Acaba este 2010 con alegrías y alguna desilusión, es cierto. Pero no me desanimo, no en un día como hoy. Como muchos de vosotros ando haciendo retrospectiva, tanto en lo personal como en lo profesional. No ha sido un mal año, tampoco ha sido de los buenos. Sobrevivo, que es mucho. Y conmigo sigue adelante este blog que ya tiene año y medio de vida. Un periodo de tiempo en el que ha ido cogiendo forma, adoptando estilo -aunque siempre misceláneo y ecléctico-; y en ese caminar ha ido cobrando amigos.

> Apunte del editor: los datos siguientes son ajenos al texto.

Issue #1544, opened 2018-02-03
WHO document translator request


mvolz:
i.e. http://apps.who.int/iris/handle/10665/70863

Has relatively good metadata in it so I would think the embedded metadata translator would be a good start.

adam3smith:
yeah, definitely seems worthwhile + quick

zuphilip:
Duplicate of #791

zuphilip:
This is now implemented.

PR #1593, opened 2018-03-16
Copernicus improvements + basic WHO translator

mtrojan-ub:
Note: WHO translator was just for workshop, development will not be continued

see #1544


WHO.js
```diff
@@ -0,0 +1,192 @@
...
+			case 'URI:':
+				item.url = value;
+				break;
+			case 'Abstract:':
+				item.abstractNode = value;
+				break;
+		}
+	}
+	
+	//item.title = "dummy";
```
adam3smith: remove

WHO.js
```diff
@@ -0,0 +1,192 @@
...
+	var item = new Zotero.Item(type);
+	
+	var rows = doc.querySelectorAll("table.itemDisplayTable > tbody > tr");
+	for (let i=0;i<rows.length;i++) {
+		let key = text(rows[i], "td.metadataFieldLabel").trim();
+		let value = text(rows[i], "td.metadataFieldValue");
+		
+		Z.debug(key + " " + value);
+		
+		switch (key) {
```
adam3smith: We'll want to make this multilingual to work with all languages on the WHO page; I'm afraid creating doing that manually, i.e. looking up the lables for all 6 languages, is the only way to go.

WHO.js
```diff
@@ -0,0 +1,192 @@
...
+function detectWeb(doc, url) {
+	if (url.includes('/simple-search')) {
+		return "multiple";
+	}
+	
+	if (text(doc, "h2 > small") == "Collection home page") {
+		return "multiple";
+	}
+	
+	return "document";
```
adam3smith: This needs to be more robust (e.g. would falsely detect on the homepage). Also, `report` is probably a better option here

WHO.js
```diff
@@ -0,0 +1,192 @@
...
+
+function getSearchResults(doc, checkOnly) {
+	var items = {};
+	var found = false;
+	
+	var rows = doc.querySelectorAll('a.list-group-item');
+	for (let i=0; i<rows.length; i++) {
+		let href = rows[i].href;
+		Z.debug(href);
+		var title = text(rows[i], 'div.row > div.col-md-10 > h5');
```
adam3smith: This looks fragile to me -- no attributes we could use to make it more robust?

WHO.js
```diff
@@ -0,0 +1,192 @@
...
+*/
+
+
+// attr()/text() v2
+function attr(docOrElem,selector,attr,index){var elem=index?docOrElem.querySelectorAll(selector).item(index):docOrElem.querySelector(selector);return elem?elem.getAttribute(attr):null;}
+function text(docOrElem,selector,index){var elem=index?docOrElem.querySelectorAll(selector).item(index):docOrElem.querySelector(selector);return elem?elem.textContent:null;}
+function node(docOrElem,selector,index){var elem=index?docOrElem.querySelectorAll(selector).item(index):docOrElem.querySelector(selector);return elem?elem:null;}
+
+function detectWeb(doc, url) {
+	if (url.includes('/simple-search')) {
```
adam3smith: The two conditions returning `multiple` can be combined into one `||` statement. Also, we'll want to test for `getSearchResults(doc, true)` to avoid false positives.

WHO.js
```diff
@@ -0,0 +1,192 @@
...
+	along with Zotero. If not, see <http://www.gnu.org/licenses/>.
+
+	***** END LICENSE BLOCK *****
+*/
+
+
+// attr()/text() v2
+function attr(docOrElem,selector,attr,index){var elem=index?docOrElem.querySelectorAll(selector).item(index):docOrElem.querySelector(selector);return elem?elem.getAttribute(attr):null;}
+function text(docOrElem,selector,index){var elem=index?docOrElem.querySelectorAll(selector).item(index):docOrElem.querySelector(selector);return elem?elem.textContent:null;}
+function node(docOrElem,selector,index){var elem=index?docOrElem.querySelectorAll(selector).item(index):docOrElem.querySelector(selector);return elem?elem:null;}
```
adam3smith: For custom functions, please always include a brief comment with a description of what it does.

WHO.js
```diff
@@ -0,0 +1,192 @@
...
+		}
+	}
+	
+	//item.title = "dummy";
+	
+	item.complete();
+}
+
+
+function getBrValues(element) {
```
adam3smith: Same here -- please describe briefly.

WHO.js
```diff
@@ -0,0 +1,192 @@
...
+}
+
+/** BEGIN TEST CASES **/
+var testCases = [
+	{
+		"type": "web",
+		"url": "http://apps.who.int/iris/handle/10665/70863",
+		"items": [
+			{
+				"itemType": "document",
```
adam3smith: As per above, I want this as a report and then we can probably add some information under report number

WHO.js
```diff
@@ -0,0 +1,192 @@
...
+				"creators": [
+					{
+						"lastName": "World Health Organization",
+						"type": "author",
+						"fieldMode": 1
+					}
+				],
+				"language": "English",
+				"libraryCatalog": "WHO",
+				"publisher": "Geneva : World Health Organization",
```
adam3smith: That should be split up in publisher & place

WHO.js
```diff
@@ -0,0 +1,192 @@
...
+				"url": "http://www.who.int/iris/handle/10665/70863",
+				"attachments": [],
```
adam3smith: We'll want to attach the PDF here

WHO.js
zuphilip: @mtrojan-ub Did you try
```js
var title = rows[i].textContent;
```

I expect this gives the title together with the year (No?), but that is okay for the list to choose from.

WHO.js
mtrojan-ub: attr() and text() are from Scaffold code template => the comment should be added there, but i can gladly add a comment to node()

zuphilip:
I think all the points were addressed in the new commit. @adam3smith Do you have time to look at these changes?

zuphilip:
Superseeded by #1731.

La tarea de escribir con cierta periodicidad algunas veces ha sido desagradecida. ¡Este blog le hace a una esclava! Pone el listón alto porque es el eterno reto con el que he de cumplir para sentirme cada vez más satisfecha con lo que escribo. He ahí su razón de ser. Pero en ese caminar no he estado sola. No. Me he visto arropada por infinidad de visitas. De gente amiga y de gente que no conozco, que me escribe y que me explica asuntos que les gustaría que abordase. A todos, incluso a los más ácidos (pocos, muy pocos la verdad), quiero darles las gracias porque sus palabras amables han sido mi premio, porque algunas de sus iras me han hecho reflexionar sobre mi modo de ver el mundo. Unas veces para perpetuarme en lo que digo, otras para vislumbrar nuevas perspectivas. No se me ocurre mejor manera de decir adiós, de despedir el año, que con este magnífico Viva la vida de Coldplay. Es sin duda una de las canciones que ha marcado un antes y un después en mi vida. De alguna manera, sé que ha abierto camino. Ahora que estamos a punto de dejar atrás el año viejo y dar la bienvenida al nuevo del que tanto espero (esperamos), me vienen a la mente un sin fin de cosas: de errores y aciertos. Pero la verdad es que no son tan importantes como la de dejar constancia del cariño y la admiración por una de las personas más extraordinarias que se han cruzado en mi vida. Querida Carmen, con esto me salto todas las reglas que intentan regir mi pequeño y personalísimo proyecto editorial (por llamarlo de alguna manera y no perder el hilo con la profesión). Pero creo que merece la pena. Y cuando llegue ese último viaje al que se refería Machado sé que ambas estaremos ligeras de equipaje. Lo importante será el recuerdo que dejamos y la sustancia que hayamos sacado a nuestras vidas.